Exercise instructions => Up to and including the line containing "When an import", set down each line of the entries below exactly, starting from the first, and leave out the rest.

Data shown =>
PR #17208, opened 2023-07-05
🐛 Fixed member import newsletter subscription prefs

mike182uk:
fixes https://github.com/TryGhost/Product/issues/2947

When an import is performed and a member already exists:
- If `subscribe_to_emails` is set to `true` and the existing member already has newsletter subscriptions, these are preserved
- If `subscribe_to_emails` is set to `true` and the existing member does not already have newsletter subscriptions, no new subscriptions are added in case the member has previously unsubscribed
- If `subscribe_to_emails` is set to `false` the existing member will be unsubscribed from all newsletters regardless of their preference


cmraible (approved):
LGTM — checked out and tested locally, works as expected. Nice work!

PR #17247, opened 2023-07-07
Added built in collection fixtures

naz:
refs https://github.com/TryGhost/Arch/issues/25

- The instance should have two built-in collections "index" and "featured". These have been filled through in-memory tricks before, now they should come pre-populated through fixtures mechanism.

---

### <samp>🤖 Generated by Copilot at cfdde0a</samp>

This pull request adds two built-in collections, index and featured, to the Ghost database schema and data. It uses a migration script and a fixtures file to create the collections and removes the redundant code from the collections service. The built-in collections allow users to easily access all posts or only featured posts.


ghost/core/core/server/data/migrations/versions/5.55/2023-07-07-14-15-32-add-built-in-collections.js
```diff
@@ -0,0 +1,60 @@
...
+                slug: 'index'
+            })
+            .first();
+
+        if (existingIndexCollection) {
+            logging.warn('Index collection already exists, skipping');
+        } else {
+            await knex('collections').insert({
+                id: (new ObjectID()).toHexString(),
+                name: 'Index',
```
ErisDS, line 20: Detail to polish: we should decide if this built-in should be called "Latest" rather than Index. I think given the aim to make this easy to understand for users - it probably should be.

naz: Agreed, matching the product naming makes sense 👍 If we market it and use it as "Latest" in cards, it would be pretty confusing seeing "Index" in collections UI once we have one and figuring out what the hell this thing does 😄

naz: One thing that will be confusing though is "latest" implies there's ordering applied to the posts in the collection, which we are not forcing explicitly yet. I do think we should make the default order of posts in collections more explicit though.

ErisDS (commented):
I don't think we need to worry about sort order rn

ghost/core/core/server/data/migrations/versions/5.55/2023-07-10-05-16-55-add-built-in-collection-posts.js
```diff
@@ -0,0 +1,118 @@
...
+
+const insertPostCollections = async (knex, collectionId, postIds) => {
+    logging.warn(`Batch inserting ${postIds.length} collection posts for collection ${collectionId}`);
+
+    const collectionPosts = postIds.map((postId, index) => {
+        return {
+            id: (new ObjectID()).toHexString(),
+            collection_id: collectionId,
+            post_id: postId,
+            sort_order: index
```
naz, line 14: Hardcode to `0` - we don't need it yet.

ghost/core/core/server/data/migrations/versions/5.55/2023-07-10-05-16-55-add-built-in-collection-posts.js
```diff
@@ -0,0 +1,118 @@
...
+            })
+            .first();
+
+        if (!existingLatestCollection) {
+            logging.warn('Latest collection does not exists, skipping');
+        } else {
+            // Default sort order same as for posts defaults
+            const latestPostsRows = await knex('posts')
+                .select('id')
+                .orderBy(DEFAULT_POST_ORDER);
```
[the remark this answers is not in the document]
naz: We should not be worrying about it. The whole concept of ordering should not have entered our codebase just yet as it only creates artificial problems like this one. The ordering will be 🔥 from this migration.

ghost/core/test/utils/fixtures/fixtures.json
```diff
@@ -1123,6 +1123,28 @@
...
+                "match": "slug",
+                "relation": "posts"
+            },
+            "to": {
+                "model": "Post",
+                "match": "slug"
+            },
+            "entries": {
+                "latest": {
+                    "integrations": "integrations",
```
naz, line 1138: This notation was pretty counter intuitive to figure out... Basically we have to have a duplicate "key" and "value" here for [matching to work](https://github.com/TryGhost/Ghost/blob/57a851227cad6e30c400636daf3bed517078de75/ghost/core/core/server/data/schema/fixtures/FixtureManager.js#L43). And the `key = key === 0 && value ? value : key;` in the matcher makes the matching logic even more confusing as it kinda works for the first record if passed in as an array, but than stops working when more elements are added.

naz: Reading the tests somewhat helps to understand the logic. But initially it was pretty confusing getting this right as the expected intuitive syntax like:
```js
"latest": ["integrations", "grow", "sell", ....]
```
didn't work out of the box.

ghost/core/core/server/data/migrations/versions/5.55/2023-07-10-05-16-55-add-built-in-collection-posts.js
```diff
@@ -0,0 +1,104 @@
...
+            id: (new ObjectID()).toHexString(),
+            collection_id: collectionId,
+            post_id: postId,
+            sort_order: 0
+        };
+    });
+
+    const batches = chunk(collectionPosts, 1000);
+
+    for (const batch of batches) { // eslint-disable-line no-restricted-syntax
```
naz, line 20: This part might cause performance issues. Needs additional checks on an instance with large amount of posts.

naz:
There are flaky tests coming from `ghost/core/test/e2e-api/admin/collections.test.js` - they fail 20% of a time when run on MySQL locally. Possible reason for the failure is a race condition in the event processing inside of the collections service.

ghost/core/core/server/data/migrations/versions/5.55/2023-07-10-05-16-55-add-built-in-collection-posts.js
naz: Ran the migration on a db with ~4K records. Took `94.457ms` on my local machine. Imo we should be fine here. @daniellockyer any extra checks you'd perform for this kind of batch insert?

naz: For the scalability target of `100,000` the napkin math is 94ms x 25 = `2350ms` to run this query on local machine. If we assume the Pro environment is 10x slower (interesting metric to actually find out maybe?) that would be ~23s or running time.

daniellockyer: FWIW you don't need to loop over chunks because that's what `batchInsert` does: https://knexjs.org/guide/utility.html#batchinsert

naz: TIL! Ty

ghost/collections/src/Collection.ts
```diff
@@ -69,7 +69,7 @@ export class Collection {
     }
 
     public async edit(data: Partial<Collection>, uniqueChecker: UniqueChecker) {
-        if (this.type === 'automatic' && this.slug !== 'index' && (data.filter === null || data.filter === '')) {
```
allouis, line 72: Wondering if we should instead have:
```
if (this.slug === 'latest' || this.slug === 'featured') {
  throw new ValidationError('Cannot edit internal collections');
}
```

ghost/collections/src/CollectionsService.ts
```diff
@@ -401,7 +401,11 @@ export class CollectionsService {
             filter: `posts:${postId}`
         });
 
-        return collections.map(collection => this.toDTO(collection));
+        return collections.map(collection => this.toDTO(collection))
+            .sort((a, b) => {
```
allouis, line 405: Should this be happening at the repository level? 🤔

ghost/core/core/server/data/migrations/versions/5.55/2023-07-10-05-16-55-add-built-in-collection-posts.js
```diff
@@ -0,0 +1,99 @@
...
+            })
+            .first();
+
+        if (!existingLatestCollection) {
+            logging.warn('Latest collection does not exists, skipping');
+        } else {
+            const latestPostsRows = await knex('posts')
+                .select('id')
+                .where({
+                    type: 'post'
```
allouis, line 36: Does this need a filter for `status: 'published'`?

ghost/core/core/server/data/migrations/versions/5.55/2023-07-10-05-16-55-add-built-in-collection-posts.js
```diff
@@ -0,0 +1,99 @@
...
+            })
+            .first();
+
+        if (!existingFeaturedCollection) {
+            logging.warn('Featured collection does not exist, skipping');
+        } else {
+            const featuredPostsRows = await knex('posts')
+                .select('id')
+                .where({
+                    featured: true,
```
allouis, line 56: Does this need a filter for `status: 'published'`?

allouis (approved):
Few small comments.

One thing though - I'm not sure about the use of an empty filter for the "latest" collection 🤔 What do you think about using a filter of ~`-id:null`~ `id:-null` or something like that, which would include all of the posts, but it allows our validation to be as simple as "All automatic collections have a filter"

ghost/core/core/server/data/migrations/versions/5.55/2023-07-10-05-16-55-add-built-in-collection-posts.js
naz: nope. we would store all the posts on the db layer and only filter by published on the application layer. the fixture for "latest" collection has no filter at the moment at all.

ghost/core/core/server/data/migrations/versions/5.55/2023-07-10-05-16-55-add-built-in-collection-posts.js
naz: same answer as above for "latest" collection.

ghost/core/core/server/data/migrations/versions/5.55/2023-07-10-05-16-55-add-built-in-collection-posts.js
allouis: Why do we do that? Is it going to make our pagination more difficult?

ghost/core/core/server/data/migrations/versions/5.55/2023-07-10-05-15-55-add-built-in-collections.js
```diff
@@ -0,0 +1,60 @@
...
+                slug: 'featured'
+            })
+            .first();
+
+        if (existingFeaturedCollection) {
+            logging.warn('Featured collection already exists, skipping');
+        } else {
+            await knex('collections').insert({
+                id: (new ObjectID()).toHexString(),
+                title: 'Featured Posts',
```
kevinansfield, line 40: Could we standardise on not having `Posts` in the collection title? So `Latest` and `Featured` rather than `Latest` and `Featured Posts` so that when used in the UI it's consistent?

allouis (changes requested):
We need to update the collection name as Kevin has requested before merging

ghost/collections/src/CollectionsService.ts
naz: true. ordering is respositorie's concert 👍

naz: Note, when moved to the repository level there was a race condition happening in the post's event processing. So leaving this as is for current purposes, but will need to move this logic once the event processing is improved.

ghost/core/core/server/data/migrations/versions/5.55/2023-07-10-05-16-55-add-built-in-collection-posts.js
naz: It does, but keeps the separation of logic clean (we had a very brief chat about this [here](https://ghost.slack.com/archives/C05DK3SP801/p1688723868922009))

ghost/collections/src/Collection.ts
naz: We might 🤔 As for now we don't have a requirement for the built-in collections to be "immutable". Maybe something we'd add eventually if that comes up as a feature. It looks like an obvious one to have but don't think we need it just yet.

naz:
> about the use of an empty filter for the "latest" collection 🤔 What do you think about using a filter of -id:null id:-null or something like that, which would include all of the posts, but it allows our validation to be as simple as "All automatic collections have a filter"

@allouis I feel like this is one of those that seems like a good idea but would add future questions like "why is this thing even here?" from anybody reading through the codebase. Pros: we would save an extra if statement(s). Cons: add a confusing statement, which would need extra explanation, which would not be visible in the DB schema but rather somewhere in comments inside of the collections service. 

I'd leave it as is. Unless there are more good reasons to go down this path.

allouis (approved):

daniellockyer (approved):

PR #17251, opened 2023-07-07
🐛 Fixed members unable to unsubscribe from plan if hidden in Portal 

cmraible:
refs TryGhost/Product#3563

- For a member on a paid plan, which had subsequently been hidden from portal, the member was unable to unsubscribe/change plan because the 'Change' button was hidden
- This change restores the 'Change' button for members on a paid plan, even if the plan is hidden from portal
- This change also makes some modifications to the 'Change Plan' page, like showing the current active plan even if it is hidden, and displays a message to comped members to contact support if they want to change their plan

### DIFF
--- a/apps/portal/src/components/Global.styles.js
+++ b/apps/portal/src/components/Global.styles.js
@@ -109,6 +109,12 @@ export const GlobalStyles = `
         cursor: pointer;
     }
 
+    p a {
+        font-weight: 500;
+        color: var(--brandcolor);
+        text-decoration: none;
+    }
+
     svg {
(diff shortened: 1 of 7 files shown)


cmraible:
Planning to revisit this one tomorrow (7/12)

cmraible:
Have this mostly working, except it will currently allow the paid member to switch their plan from Yearly to Monthly, even if Monthly is supposed to be hidden.

CleanShot 2023-07-13 at 21 23 23@2x
CleanShot 2023-07-13 at 21 23 30@2x

PR #17257, opened 2023-07-10
Updated German translations

sven09:
Just added all german translations. The JSON is valid. But i haven't done any further tests.

---

### <samp>🤖 Generated by Copilot at 1cac2a0</samp>

This pull request adds German localization for the Ghost membership and subscription feature. It translates all the strings in the `portal.json` file, which is used to render the portal UI and messages. This change enhances the user experience and accessibility of Ghost for German-speaking audiences.


daniellockyer:
Thanks @sven09! 🙂

PR #17326, opened 2023-07-12
Added search by email for Stripe Customer ID during member import

sagzy:
refs https://github.com/TryGhost/Product/issues/3593
- when importing members via CSV, it's now possible to add the value "auto" for the "stripe_customer_id" field. When "auto" is passed, the importer will search for a Stripe customer based on the email address provided

### DIFF
--- a/ghost/stripe/lib/StripeAPI.js
+++ b/ghost/stripe/lib/StripeAPI.js
@@ -233,14 +233,43 @@ module.exports = class StripeAPI {
         try {
             const result = await this._stripe.customers.search({
                 query: `email:"${email}"`,
-                limit: 1
+                limit: 10,
+                expand: ['data.subscriptions']
             });
+            const customers = result.data;
 
-            if (result.data.length === 0) {
+            // No customer found, return null
+            if (customers.length === 0) {
                 return;
             }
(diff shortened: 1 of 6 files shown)


ghost/stripe/lib/StripeAPI.js
```diff
@@ -222,6 +222,30 @@ module.exports = class StripeAPI {
...
+     * @see https://stripe.com/docs/api/customers/search
+     *
+     * @returns {Promise<string|null>} Stripe Customer ID, if found
+     */
+    async getCustomerIdByEmail(email) {
+        try {
+            const result = await this._stripe.customers.search({
+                query: `email:"${email}"`,
+                limit: 1
+            });
```
SimonBackx, line 237: I'm wondering if we shouldn't search more than 1 customer, and return the customer with the newest subscriptions? To avoid reusing an old customer

sagzy: Yes that makes sense, thanks! Updated in [300364f](https://github.com/TryGhost/Ghost/pull/17326/commits/300364f83606933356a91df8025e72b87ee5da41)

Solution to the problem =>
PR #17208, opened 2023-07-05
🐛 Fixed member import newsletter subscription prefs

mike182uk:
fixes https://github.com/TryGhost/Product/issues/2947

When an import is performed and a member already exists:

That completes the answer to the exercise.